(Records from a dataset)
Issue #1529, opened 2022-01-14
Get-PnPFile not releasing local file resource when loading file on Mac


gingemonster:
PSVersion 7.2.1
PSEdition Core
OS: macOS Catalina
Pnp.PowerShell 1.9.0

### Issue Summary
Using Get-PnPFile to download a file to the local disk causes file access issues when later used in Add-PnPFileToSiteTemplate throwing error "The process cannot access the file 'filename' because it us being used by another process".

At a guess on MacOS the stream that was used to create the file is not getting closed / recycled.

Working fine on windows, not working on Mac

### Expected behavior 
Should download file and allow adding to site template

### Actual behavior 
Throws file access error on Mac OS

### Steps to reproduce behavior
```
# get temporary files path
$TemplatePath = [System.IO.Path]::GetTempPath()

# connect to sharepoint site
Connect-PnPOnline -Url https://yourdomain/sites/yourexistingsite -Interactive -LaunchBrowser

# download site template
Get-PnPSiteTemplate -Out $TemplatePath + '/mysitetemplate.xml' -IncludeAllClientSidePages -PersistBrandingFiles -PersistPublishingFiles -IncludeNativePublishingFiles -Force

# download a file that exists on you site to the local disk
Get-PnPFile -ServerRelativeUrl '/sites/yourexistingsite/your document library/yourfile.txt' -Path $TemplatePath -FileName yourfile.txt -AsFile

# try and add file to site template
Add-PnPFileToSiteTemplate -Path $TemplatePath + '/mysitetemplate.xml' -Source $TemplatePath + '/yourfile.txt' -Folder '/your document library' -FileLevel Published
```

### What is the version of the Cmdlet module you are running?
Pnp.PowerShell 1.9.0

### Which operating system/environment are you running PnP PowerShell on?
macOS Catalina

veronicageek:
@gingemonster - I'm not very familiar with the `[System.IO.Path]::GetTempPath()` but trying on a Mac it's already giving me some issues. Doing a bit of research, I have found this [closed issue](https://github.com/dotnet/runtime/issues/27771) which is what I get on MacOS Monterey.

And looking at the [Microsoft documentation](https://docs.microsoft.com/en-us/dotnet/api/system.io.path.gettemppath?view=net-6.0&tabs=windows), I don't see MacOS. But once again, I'm not familiar with it.

Does it still download the file when you run the script? (without the last line `Add-PnPFileToSiteTemplate`......)

[...]

PR #1569, opened 2022-01-27
Fixes Add-PnPFileToSiteTemplate

brannmar:
Fixes an issue where the FileStream tried to overwrite an already open filestream when a file was located in the same directory as the template file itself

## Type ##
- [x] Bug Fix
- [ ] New Feature
- [ ] Sample

## Related Issues? ##
#1529

Fixes Add-PnPFileToSiteTemplate

Fixes an issue where the FileStream tried to overwrite an already open filestream when a file was located in the same directory as the template file itself.

Add-PnPFileToSiteTemplate throwing error "The process cannot access the file 'filename' because it us being used by another process".

Also fixed an spelling mistake for the value of const parameterSet_REMOTEFILE.


gautamdsheth:
Thank you @brannmar for the fix !
Much appreciated the investigation and the PR :)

| Task to complete |
Look over the entries for "another", then copy every line that includes that string.

| Result of this exercise |
Using Get-PnPFile to download a file to the local disk causes file access issues when later used in Add-PnPFileToSiteTemplate throwing error "The process cannot access the file 'filename' because it us being used by another process".
Add-PnPFileToSiteTemplate throwing error "The process cannot access the file 'filename' because it us being used by another process".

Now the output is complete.